Élias Magus salua la famille Vervelle et sortit, Grassou l’accompagna jusque sur le palier.

— Il n’y a que vous pour pêcher de pareilles boules.

— Cent mille francs de dot !

— Oui ; mais quelle famille !

— Trois cent mille francs d’espérances, maison rue Boucherat, et maison de campagne à Ville-d’Avray.

— Boucherat, bouteilles, bouchons, bouchés, débouchés, dit le peintre.

— Vous serez à l’abri du besoin pour le reste de vos jours, dit Élias.

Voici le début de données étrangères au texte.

PR #1243, opened 2025-08-29
Fix EnsembleRunner

superdosh:
My last [PR](https://github.com/mlcommons/modelbench/pull/1239) introduced a bug to the EnsembleRunner where we weren't capturing the correct part of the response in the readiness check. Also updated the tests so they'd have caught the error.

### DIFF
--- a/tests/modelgauge_tests/test_pipeline_runner.py
+++ b/tests/modelgauge_tests/test_pipeline_runner.py
@@ -27,9 +27,14 @@ from modelgauge.prompt_pipeline import (
     PromptSink,
 )
 from modelgauge.sut import SUTOptions
-from modelgauge_tests.fake_annotator import BadAnnotator, FakeAnnotator
+from modelgauge_tests.fake_annotator import BadAnnotator, FakeAnnotator, FakeSafetyAnnotator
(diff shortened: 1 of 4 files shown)


tests/modelgauge_tests/test_pipeline_runner.py
```diff
@@ -266,6 +280,16 @@ def test_unready_ensemble(self, tmp_path, prompts_dataset, annotators):
                 output_dir=tmp_path,
             )
 
+    def test_ready_ensemble(self, tmp_path, prompts_dataset, safety_annotators):
```
wpietri, line 283: This is a very mysterious test. I'm wondering if running the readiness checks in __init__ is the best way to do this. Perhaps the `ensure_ready` should be directly callable and normally called by the things that call `run`? But feel free to merge this to fix your thing.

wpietri (approved):

tests/modelgauge_tests/test_pipeline_runner.py
superdosh: Yah, the test is kind of weird for sure. I didn't love the idea of having a thing that would have to be called. Potentially it go at the beginning of `runner.run` ? Either way, will merge this for now!

PR #1244, opened 2025-08-29
security annotator ready check

bkorycki:
Security annotators require a context item and therefore special checks.

### DIFF
--- a/src/modelgauge/annotator.py
+++ b/src/modelgauge/annotator.py
@@ -1,10 +1,10 @@
-from abc import abstractmethod
+from abc import ABC, abstractmethod
 from typing import Generic, TypeVar
 
 from pydantic import BaseModel
 
 from modelgauge.ready import Readyable, ReadyResponse
-from modelgauge.single_turn_prompt_response import TestItem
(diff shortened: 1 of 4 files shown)


src/modelgauge/annotator.py
```diff
@@ -50,3 +50,18 @@ def annotate(self, annotation_request):
...
+
+
+class SecurityAnnotator(CompletionAnnotator[AnnotationType], ABC):
+    """Security annotators require a seed prompt in the context."""
+
+    def run_readiness_check(self) -> ReadyResponse:
+        test_item = TestItem(
+            prompt=_READINESS_CHECK_TEST_ITEM.prompt,
+            source_id=_READINESS_CHECK_TEST_ITEM.source_id,
+            context=SecurityContext(seed_prompt="This is sent to annotator"),
```
superdosh, line 62: Sorry, I actually had this an the original `_READINESS_CHECK_TEST_ITEM` but it caused a circular import, so I removed.

bkorycki: no worries!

Cette idée entra dans la tête de Pierre Grassou, comme la lumière du matin avait éclaté dans sa mansarde. En disposant le père de la jeune personne, il lui trouva bonne mine et admira cette face pleine de tons violents. La mère et la fille voltigèrent autour du peintre, en s’émerveillant de tous ses apprêts, il leur parut être un dieu. Cette visible adoration plut à Fougères. Le veau d’or jeta sur cette famille son reflet fantastique.

— Vous devez gagner un argent fou ? mais vous le dépensez comme vous le gagnez, dit la mère.

— Non, madame, répondit le peintre, je ne le dépense pas, je n’ai pas le moyen de m’amuser. Mon notaire place mon argent, il sait mon compte, une fois l’argent chez lui, je n’y pense plus.

— On me disait, à moi, s’écria le père Vervelle, que les artistes étaient tous paniers percés.

— Quel est votre notaire, s’il n’y a pas d’indiscrétion ? demanda madame Vervelle.

— Un brave garçon, tout rond, Cardot.

— Tiens ! tiens ! est-ce farce ! dit Vervelle, Cardot est le nôtre.

— Ne vous dérangez pas ! dit le peintre.

— Mais tiens-toi donc tranquille, Anténor, dit la femme, tu ferais manquer monsieur, et si tu le voyais travailler, tu comprendrais...

— Mon Dieu ! pourquoi ne m’avez-vous pas appris les Arts ? dit mademoiselle de Vervelle à ses parents.

— Virginie, s’écria la mère, une jeune personne ne doit pas apprendre certaines choses. Quand tu seras mariée... bien ! mais, jusque-là, tiens-toi tranquille.

Pendant cette première séance, la famille Vervelle se familiarisa presque avec l’honnête artiste. Elle dut revenir deux jours après. En sortant, le père et la mère dirent à Virginie d’aller devant eux ; mais malgré la distance, elle entendit ces mots dont le sens devait éveiller sa curiosité.

— Un homme décoré... trente-sept ans... un artiste qui a des commandes, qui place son argent chez notre notaire.